In the world of machine learning, performance measures are king. We use them to evaluate the quality of our models and compare their effectiveness with others. However, there’s more to performance than just average risk loss. In this article, we explore the limitations of relying solely on risk-based measures and why it’s time to broaden our horizons in evaluating machine learning models.
Risk-Based Measures: The Classical Paradigm
Risk-based measures have been the de facto standard for evaluating machine learning performance since the dawn of statistical machine learning. The most common measure is the average test loss, which represents how well a model generalizes to new data. While this measure has served us well in many cases, it can also be misleading when applied too broadly.
The Problem with Average Risk
Averaging risk across different classes or samples can mask important differences between them. For instance, consider a binary classification problem where class A has a higher average test loss than class B. While this might lead us to conclude that the model is worse for class A, it could be because the model is more accurate on class B. By abstracting away these nuances, we risk overlooking important aspects of performance that are critical in certain applications.
Examples and Implications
To drive this point home, let’s consider a few examples:
- In robust empirical optimization, average test loss is not the optimal choice for measuring performance. As the name suggests, this paradigm focuses on optimizing expected performance under worst-case scenarios. Prioritizing average test loss in such cases can lead to suboptimal solutions that are not robust enough.

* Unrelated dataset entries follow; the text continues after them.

PR #305, opened 2021-07-15
cleanup

jSylvestre:


Harvest.Web/ClientApp/src/Tickets/TicketWorkNotesEdit.tsx
```diff
@@ -26,7 +26,7 @@ export const TicketWorkNotesEdit = (props: Props) => {
       );
 
       if (response.ok) {
-          const data = await response.json();
+          await response.json();
```
srkirkland, line 29: What is the purpose of this?  It's just taking time to do nothing.

srkirkland (approved):

Harvest.Web/ClientApp/src/Tickets/TicketWorkNotesEdit.tsx
jSylvestre: I pop up an alert when it is saved. I can remove that if you want

jSylvestre: Oh, I see what you mean...

PR #306, opened 2021-07-15
Jcs/packages20210715

jSylvestre:
Still seeing 
[Deprecation] SharedArrayBuffer will require cross-origin isolation as of M92, around July 2021

with these changes...


srkirkland:
@jSylvestre I vote we just close without merging and then do a PR a little later that updates more related libraries.  Just updating this one isn't really doing anything and doesn't fix that warning either.

PR #307, opened 2021-07-15
Swe/access

### LINKED ISSUE #281: startup.cs access codes
Codes don't make sense or are wrong:
https://github.com/ucdavis/Harvest/blob/main/Harvest.Web/Startup.cs#L96

sprucely:
closes #281

- Extend `IUserService` to allow checking roles/access in business logic.
- Extend `<ShowFor />` with optional `condition` property defaulting to `true`
- Hide most UI elements that are not valid for user's given access level. For some, disabling may look nicer. I added a `useRoleChecks` hook that provides functions `anyMatchingRoles`, `hasAccessForRoles` that can help, but nothing is using them yet.


Harvest.Core/Data/DbInitializer.cs
```diff
@@ -25,10 +25,10 @@ public async Task Initialize(bool recreateDb)
 
             //Make sure roles exist
             await CheckCreateRole(Role.Codes.System);
-            await CheckCreateRole(Role.Codes.Admin);
             await CheckCreateRole(Role.Codes.FieldManager);
             await CheckCreateRole(Role.Codes.Supervisor);
             await CheckCreateRole(Role.Codes.Worker);
+            await CheckCreateRole(Role.Codes.PI);
```
jSylvestre, line 31: I don't think this is an actual role. Shouldn't be in the DB.

jSylvestre: Actually ignore this. Sounds like we are going in this direction

srkirkland: no i agree here, I am not sure it should be in the DB or an actual role

Harvest.Core/Services/UserService.cs
```diff
@@ -61,6 +71,47 @@ public async Task<User> GetCurrentUser()
...
+        {
+            var roles = _roleResolver(accessCode).Concat(_roleResolver(AccessCodes.SystemAccess));
+            var userRoles = await GetCurrentRoles();
+            return userRoles.Any(r => roles.Contains(r));
+        }
+
         public const string IamIdClaimType = "ucdPersonIAMID";
     }
+
+    public static class UserServiceExtensions
```
srkirkland, line 94: Why are these extensions and not just part of the user service?  Extensions are nice when we don't control the class, like string or date extensions.  don't get the need for them here.

Harvest.Web/ClientApp/src/App.tsx
```diff
@@ -30,30 +30,33 @@ function App() {
     <AppContext.Provider value={Harvest}>
       <Route exact path="/" component={Home} />
       <Route exact path="/home/spa" component={Spa} />
-      <Route path="/request/create/:projectId?" component={RequestContainer} />
-      <Route path="/request/approve/:projectId" component={ApprovalContainer} />
-      <Route
+      <ConditionalRoute roles={["FieldManager"]} path="/request/create/:projectId?" component={RequestContainer} />
+      <ConditionalRoute roles={["FieldManager"]} path="/request/approve/:projectId" component={ApprovalContainer} />
```
srkirkland, line 34: The PI is probably the only one who should be approving requests.  Maybe a FM should be able to in emergency scenarios, but the PI is the main one.

Harvest.Web/ClientApp/src/App.tsx
```diff
@@ -30,30 +30,33 @@ function App() {
     <AppContext.Provider value={Harvest}>
       <Route exact path="/" component={Home} />
       <Route exact path="/home/spa" component={Spa} />
-      <Route path="/request/create/:projectId?" component={RequestContainer} />
-      <Route path="/request/approve/:projectId" component={ApprovalContainer} />
-      <Route
+      <ConditionalRoute roles={["FieldManager"]} path="/request/create/:projectId?" component={RequestContainer} />
```
srkirkland, line 33: why can't non-FMs create a project?  shouldn't everyone be able to?

Harvest.Web/ClientApp/src/App.tsx
```diff
@@ -30,30 +30,33 @@ function App() {
...
+      <ConditionalRoute roles={["FieldManager"]} path="/request/approve/:projectId" component={ApprovalContainer} />
+      <ConditionalRoute
+        roles={["FieldManager"]}
```
srkirkland, line 36: this should be primarily by the PI

Harvest.Web/ClientApp/src/App.tsx
```diff
@@ -30,30 +30,33 @@ function App() {
...
         path="/request/changeAccount/:projectId"
         component={AccountChangeContainer}
       />
       <Route
         path="/project/invoices/:projectId"
         component={InvoiceListContainer}
       />
-      <Route
+      <ConditionalRoute
+        roles={["FieldManager"]}
```
srkirkland, line 45: also primarily PI.  But probably supervisor too.

Harvest.Web/ClientApp/src/App.tsx
```diff
@@ -30,30 +30,33 @@ function App() {
...
         path="/invoice/details/:invoiceId"
         component={InvoiceDetailContainer}
       />
-      <ConditionalRoute roles={['FieldManager', 'Supervisor']} path="/quote/create/:projectId" component={QuoteContainer} />
+      <ConditionalRoute roles={["FieldManager"]} path="/quote/create/:projectId" component={QuoteContainer} />
```
srkirkland, line 49: supervisors need to be able to create a quote too.  Probably they shouldn't be able to submit them, but that's a separate question

Harvest.Web/ClientApp/src/Projects/ProjectDetailContainer.tsx
```diff
@@ -61,31 +62,32 @@ export const ProjectDetailContainer = () => {
         <div className="card-content">
           <div className="row justify-content-between">
             <div className="col">
-              {project.status === "Requested" && (
+              <ShowFor roles={["FieldManager"]} condition={project.status === "Requested"}>
```
srkirkland, line 65: supervisor as well

Harvest.Web/ClientApp/src/Projects/ProjectDetailContainer.tsx
```diff
@@ -61,31 +62,32 @@ export const ProjectDetailContainer = () => {
...
                   to={`/quote/create/${project.id}`}
                 >
-                  Edit Quote
+                    Edit Quote
                 </Link>
-              )}
+              </ShowFor>
 
-              {project.status === "PendingApproval" && (
+              <ShowFor roles={["FieldManager"]} condition={project.status === "PendingApproval"}>
```
srkirkland, line 74: PI

Harvest.Web/ClientApp/src/Projects/ProjectDetailContainer.tsx
```diff
@@ -61,31 +62,32 @@ export const ProjectDetailContainer = () => {
...
-              <Link
-                className="btn btn-primary btn-small mr-4"
-                to={`/request/changeAccount/${project.id}`}
-              >
-                Change Accounts
-              </Link>
-              )}
+              </ShowFor>
+
+              <ShowFor roles={["FieldManager"]} condition={project.status === "Active"}>
```
srkirkland, line 83: PI

Harvest.Web/ClientApp/src/Shared/ShowFor.tsx
```diff
@@ -2,25 +2,26 @@ import React, { useContext, useMemo } from "react";
...
 interface Props {
   children: any;
   roles: RoleName[];
+  condition?: boolean | (() => boolean);
 }
 
 export const ShowFor = (props: Props) => {
   const { children, roles } = props;
   const userRoles = useContext(AppContext).user.roles;
+  const conditionSatisfied = isBoolean(props.condition) ? props.condition : isFunction(props.condition) ? props.condition() : true;
```
srkirkland, line 16: either write out or throw some parenthesis in there.  i don't like the visually ambiguous double-ternary operator.

Harvest.Web/Controllers/ProjectController.cs
```diff
@@ -31,19 +31,31 @@ public ActionResult Index()
...
+                .ToArrayAsync();
+            var hasNonPiRoles = userRoles.Any(r => r != Role.Codes.PI);
+            var isPi = userRoles.Contains(Role.Codes.PI);
+
             // TODO: only show projects where between start and end?
-            return Ok(await _dbContext.Projects.Include(p => p.PrincipalInvestigator).Where(p => p.IsActive).ToArrayAsync());
+            return Ok(await _dbContext.Projects
+                .Include(p => p.PrincipalInvestigator)
+                .Where(p => p.IsActive && (
+                    //PI's can only view their own projects
```
srkirkland, line 48: I think a better way to do this would be to have a separate method for Active() and Mine().  One shows all projects you can see, one just shows where you are PI.  I think that's how Cal wanted it originally but we should think about it.  Also, please do some parenthesis when doing multiple conditionals like this.

Harvest.Web/Startup.cs
```diff
@@ -86,17 +86,33 @@ public void ConfigureServices(IServiceCollection services)
...
+                    // Supervisor can access anything restricted to Supervisor, Worker or PI roles
+                    AccessCodes.SupervisorAccess => new[] { Role.Codes.Supervisor, Role.Codes.FieldManager },
+                    // Worker can access anything restricted to Worker role
+                    AccessCodes.WorkerAccess => new[] { Role.Codes.Worker, Role.Codes.Supervisor, Role.Codes.FieldManager },
+                    // PI can access anything restricted to PI role
+                    AccessCodes.PrincipalInvestigator => new[] { Role.Codes.PI, Role.Codes.Supervisor, Role.Codes.FieldManager },
+                    _ => throw new ArgumentException($"{nameof(accessCode)} is not a valid {nameof(AccessCodes)} constant")
+                };
+            }
+
```
srkirkland, line 107: This is pretty nice.  throw it in a helper file somewhere though so we can keep startup slimmer.

Harvest.Core/Services/UserService.cs
sprucely: I prefer keeping interfaces simple. It seems redundant to declare something in an interface when it can be implemented as a static method against the interface.

Harvest.Web/ClientApp/src/App.tsx
jSylvestre: Request or quote? FM should approve requests, PI the quote.

Harvest.Web/Controllers/ProjectController.cs
sprucely: Splitting into Active() and Mine() means moving the check on PI to client-side. The fetch effects for both ProjectListContainer and ProjectSelection components would need to be updated.

jSylvestre: @srkirkland Do you mean have the ProjectListContainer.tsx call a different endpoint based on roles?

srkirkland: Yes I agree

Harvest.Web/ClientApp/src/App.tsx
srkirkland: @jSylvestre I don't understand, what is the FM approving?  The only approval button is to approve the quote, which is /request/approve/ url

Harvest.Web/Controllers/ProjectController.cs
srkirkland: @sprucely @jSylvestre let me clarify better -- no, the container wouldn't call different endpoints based on role, and no checks would be moved client side.  We would just have two different routes.  You would need to be supervisor or FM to visit the regular see all projects list.  Anyone else could see /projects/me and it would show projects where they are a PI.

Harvest.Web/ClientApp/src/App.tsx
jSylvestre: Ah. Just me being confused. When you said approving requests, I was thinking project not quote

sprucely: Fixed

Harvest.Web/ClientApp/src/App.tsx
sprucely: Fixed

Harvest.Web/ClientApp/src/App.tsx
sprucely: Fixed

Harvest.Web/ClientApp/src/App.tsx
sprucely: Fixed

Harvest.Web/ClientApp/src/App.tsx
sprucely: Fixed

Harvest.Web/ClientApp/src/Projects/ProjectDetailContainer.tsx
sprucely: Fixed

Harvest.Web/ClientApp/src/Projects/ProjectDetailContainer.tsx
sprucely: Fixed

Harvest.Web/ClientApp/src/Projects/ProjectDetailContainer.tsx
sprucely: Fixed

Harvest.Web/ClientApp/src/Shared/ShowFor.tsx
sprucely: Fixed

Harvest.Web/Controllers/ProjectController.cs
sprucely: done

Harvest.Web/Startup.cs
sprucely: done

sprucely:
The biggest change in my latest commit is adding PI to user roles if they are PI for the given projectId, or if there is no projectId in the request and the user is PI for at least one project.

Harvest.Web/ClientApp/src/Projects/ProjectListContainer.tsx
```diff
@@ -7,13 +7,17 @@ import { ProjectTable } from "./ProjectTable";
...
+}
+
+export const ProjectListContainer = (props: Props) => {
   const [projects, setProjects] = useState<Project[]>([]);
 
   useEffect(() => {
     // get rates so we can load up all expense types and info
     const cb = async () => {
-      const response = await fetch("/Project/Active");
+      const response = await fetch(props.projectSource);
```
jSylvestre, line 20: I was wondering how you were going to implement that. Cool.

srkirkland (approved):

- Game theory provides another instance where average test loss is not sufficient. In some cases, we might want to prioritize fairness over accuracy, and measuring performance solely through average test loss can obscure these trade-offs.

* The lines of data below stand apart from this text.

PR #308, opened 2021-07-15
Package webpack outputs fancier

srkirkland:
Trying to mimic the optimized prod output from CRA.  Scripts now inlines the runtime-main JS bootstrapper, and then adds other JS chunks as needed, main last.  

CSS is pretty simple, we just sort so that higher numbers are first, then main is last.


jSylvestre (approved):
Seems ok to me.

PR #310, opened 2021-07-15
cache static spa assets

srkirkland:
Only happens in production -- locally we serve from webpack and so the static file handler doesn't apply.

Anything from the /static/ path (specifically anything from the SPA build folder served under the /static/ path) gets cached for a long time.  Since these are hashed it should be fine to do.


jSylvestre (approved):
When we deploy, these get new names so they will get updated, right?

srkirkland:
> When we deploy, these get new names so they will get updated, right?

That's the beauty -- they only get new names when the content changes (hashed).  So for 95% of changes if we don't add any NPM modules, the whole vendor file doesn't change and stays in cache.  If we just make a server-side change then none of the files will change.  But yes, if we modify some JS, the file name will change.

PR #400, opened 2021-08-02
Added jest tests for ProjectDetailsContainer

### LINKED ISSUE #348: TESTING: ProjectDetailContainer
- [x] Check that basic header info (like notes or crop) are loaded correctly
- [x] Check recent invoices will show if they exist
- [x] Check recent tickets show if they exist
- [x] Project attachments show if they exist

wongband:
resolve #348

### DIFF
--- a/Harvest.Web/ClientApp/src/Projects/ProjectDetailContainer.test.tsx
+++ b/Harvest.Web/ClientApp/src/Projects/ProjectDetailContainer.test.tsx
@@ -4,9 +4,30 @@ import { MemoryRouter, Route } from "react-router-dom";
 import { act } from "react-dom/test-utils";
 
 import { ProjectDetailContainer } from "./ProjectDetailContainer";
-import { fakeAppContext, fakeProject } from "../Test/mockData";
+import {
+  fakeAppContext,
+  fakeInvoices,
+  fakeProject,
+  fakeTickets,
+} from "../Test/mockData";
 
 let container: Element;
+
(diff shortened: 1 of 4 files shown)


srkirkland (changes requested):
@wongband I think something isn't mocked correctly, I'm getting a fetch error when I run the tests `npm test`.  The build broke too for the same reason.  Seems to be in "Display correct number of recent tickets"

Harvest.Web/ClientApp/src/Projects/ProjectDetailContainer.test.tsx
```diff
@@ -0,0 +1,190 @@
...
+      global.fetch = jest
+        .fn()
+        .mockImplementationOnce(() => Promise.resolve(projectResponse))
+        .mockImplementationOnce(() => Promise.resolve(unbilledResponse))
+        .mockImplementationOnce(() => Promise.resolve(ticketResponses))
+        .mockImplementationOnce(() => Promise.resolve(invoiceResponse))
+        .mockImplementationOnce(() => Promise.resolve(fileResponse));
+
+      render(
+        <MemoryRouter initialEntries={["/project/details/3"]}>
```
jSylvestre, line 176: @wongband Does this need <AppContext.Provider value={(global as any).Harvest}>

wongband: I will add it in

PR #402, opened 2021-08-02
homepage is now a full react homepage

### LINKED ISSUE #399: Homepage in react
Replace the default generic server homepage with a homepage in react.  For starters we can just replicate but eventually this will help make it dynamic and allow our client routing to work properly.

srkirkland:
Now homepage can be routed via react router but also works when hit directly.  Can further use roles to customize quick links or whatever we want.

closes #399


jSylvestre (approved):
Just have to remember to update these when we have real links.

PR #407, opened 2021-08-03
Implementation of change requests

### LINKED ISSUE #374: Create quote for a change requested project should use a copy of the approved quote from original

srkirkland:
Creating a change request for an active project creates an entirely new project.  This PR copies over important project details to that newly created project, including the previously approved quote so there is a good starting point.

More importantly, this PR adds a lot of logic so when the change request is approved, change request disappears and the original project is updated with the new changed info.

closes #374


jSylvestre (approved):
Seems OK, but I thought call said the request changes page should have the project head of the original?

PR #411, opened 2021-08-04
add in project head just for change requests

### LINKED ISSUE #373: Add project header to create request page if it is a change request
So we can reference initial request

srkirkland:
closes #373


jSylvestre (approved):
I think that looks good:

image

PR #423, opened 2021-08-06
Expense validation and misc fixes

### LINKED ISSUE #96: Prevent Negative values
This is probably validation in general, but here is one example:

image

sprucely:
Closes #96


jSylvestre (approved):
It would be nice if we could have some kind of warning if the have partially did something.
But this is good enough for me:
image

PR #433, opened 2021-08-11
Added new page to display all field projects

### LINKED ISSUE #427: New page which shows all active project fields on a map
Very similar to the `<Location/>` component used in ProjectDetail.tsx, We want a page with a large map which shows all of the active fields.  If you click on a field it should show a popup with field detail, like the name and what crop is grown there and quick links to enter project expenses or view the project details.

Make up a url for it, say /project/map or something.

wongband:
resolve #427

### DIFF
--- a/Harvest.Web/ClientApp/src/App.tsx
+++ b/Harvest.Web/ClientApp/src/App.tsx
@@ -22,7 +22,6 @@ import { InvoiceListContainer } from "./Invoices/InvoiceListContainer";
 import { TicketCreate } from "./Tickets/TicketCreate";
 import { TicketsContainer } from "./Tickets/TicketsContainer";
 import { TicketDetailContainer } from "./Tickets/TicketDetailContainer";
-import { Map } from "./Maps/Map";
 
 // Global variable containing top-level app settings and info
 declare var Harvest: AppContextShape;
--- a/Harvest.Web/ClientApp/src/App.tsx
+++ b/Harvest.Web/ClientApp/src/App.tsx
@@ -100,7 +100,12 @@ function App() {
         path="/expense/unbilled/:projectId"
         component={UnbilledExpensesContainer}
       />
-      <Route exact path="/project/map" component={ProjectFields}/>
+      <ConditionalRoute
+        roles={["FieldManager", "Supervisor"]}
+        exact
+        path="/project/map"
+        component={ProjectFields}
+      />
     </AppContext.Provider>
   );
 }
--- a/Harvest.Web/ClientApp/src/App.tsx
+++ b/Harvest.Web/ClientApp/src/App.tsx
@@ -15,6 +15,7 @@ import { RequestContainer } from "./Requests/RequestContainer";
 import { AccountChangeContainer } from "./Requests/AccountChangeContainer";
 import { QuoteContainer } from "./Quotes/QuoteContainer";
 import { ProjectDetailContainer } from "./Projects/ProjectDetailContainer";
+import { ProjectFields } from "./Projects/ProjectFields";
 import { ProjectListContainer } from "./Projects/ProjectListContainer";
 import { InvoiceDetailContainer } from "./Invoices/InvoiceDetailContainer";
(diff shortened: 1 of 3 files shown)


Harvest.Web/Controllers/ProjectController.cs
```diff
@@ -147,6 +152,15 @@ public async Task<ActionResult> Get(int projectId)
             return Ok(project);
         }
 
+        [HttpGet]
+        [Authorize(Policy = AccessCodes.FieldManagerAccess)]
+        public async Task<ActionResult> GetFields()
+        {
+            var fields = await _dbContext.Fields.ToListAsync();
```
sprucely, line 159: Should this be limited to fields marked IsActive and/or whose projects are active?

jSylvestre:
@wongband This is no longer used: `import { Map } from "./Maps/Map";` in the app.tsx

Harvest.Web/Controllers/ProjectController.cs
wongband: That is a good point. I will change that

wongband:
@jSylvestre I will remove that.

Harvest.Web/Controllers/ProjectController.cs
sprucely: Oh, also I think it should be authorized with `AccessCodes.WorkerAccess`.

Harvest.Web/ClientApp/src/App.tsx
```diff
@@ -100,7 +100,7 @@ function App() {
         path="/expense/unbilled/:projectId"
         component={UnbilledExpensesContainer}
       />
-      <Route path="/home/map" component={Map} />
+      <Route exact path="/project/map" component={ProjectFields}/>
```
jSylvestre, line 103: I think this should be using the conditional route. Something like this
`      <ConditionalRoute
        exact
        roles={["FieldManager"]}`

jSylvestre: Based on Spruce's other reply. Worker, FM, and supervisor... Not sure what that looks like.

wongband: It's possible to add multiple authorize policies to one route correct?

Harvest.Web/Controllers/ProjectController.cs
sprucely: @wongband It looks like new fields default to being marked IsActive, and there's no logic that changes it to false, so be sure to include `field.Project.IsActive && field.Project.Status == Project.Statuses.Active` in the filter.

Harvest.Web/ClientApp/src/App.tsx
sprucely: @jSylvestre Do you think it should be `"FieldManager"`? I was thinking `"Worker"`

Harvest.Web/Controllers/ProjectController.cs
wongband: @sprucely I noticed that all of the fields' Project field is null. Is it suppose to be like this?

Harvest.Web/ClientApp/src/App.tsx
srkirkland: I think just Supervisor/FieldManager

srkirkland: Later we might re-use the basics of this component for a worker facing page but doesn't need to be this one

Harvest.Web/Controllers/ProjectController.cs
srkirkland: @wongband It'll work in the query.  The field is null when you get the result from the database because it won't pull relations by default.  But it'll work from the query itself since it just gets transformed to SQL.  If you really do need the project full data you can do a `.Include()` but I don't think you need that for this case.

jSylvestre (approved):

jSylvestre:
Works for me. 🚢 

image

wongband:
Is it good to merge?

jSylvestre:
@wongband Yes.

PR #435, opened 2021-08-12
Add parts markup for "other" category

### LINKED ISSUE #160: Other category items can specify "parts markup"
Every item in the other category has an optional parts markup, defaulting to false.  If it is selected, it'll raise the total price of the item by 20%.  

Detail from Brian M:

- Distributional robustness is another area where average test loss falls short. By focusing too much on minimizing average risk, we may neglect important considerations like calibration or the robustness of our models to worst-case scenarios.

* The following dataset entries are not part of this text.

PR #440, opened 2021-08-12
Get invoice job working

sprucely:


Harvest.Core/Services/InvoiceService.cs
```diff
@@ -139,14 +141,14 @@ private async Task CreateMonthlyAcreageExpense(Project project)
 
         }
 
-        public async Task<int> CreateInvoices()
+        public async Task<int> CreateInvoices(bool manualOverride = false)
         {
-            var activeProjects = await _dbContext.Projects.Where(a => a.IsActive && a.Status == Project.Statuses.Active)
+            var activeProjects = await _dbContext.Projects.Where(a => a.IsActive && a.Status == Project.Statuses.Active && a.Accounts.Any())
```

Conclusion: Time for a Broader Definition of Performance:
While average test loss has been an indispensable tool in evaluating machine learning performance, it’s time to broaden our definition of "good" performance. By incorporating new measures that capture robustness, fairness, and other critical aspects of performance, we can develop more sophisticated evaluation metrics that better capture the complexities of real-world applications. It’s no longer enough to rely solely on risk-based measures; instead, let’s embrace a more nuanced understanding of what constitutes good performance in machine learning.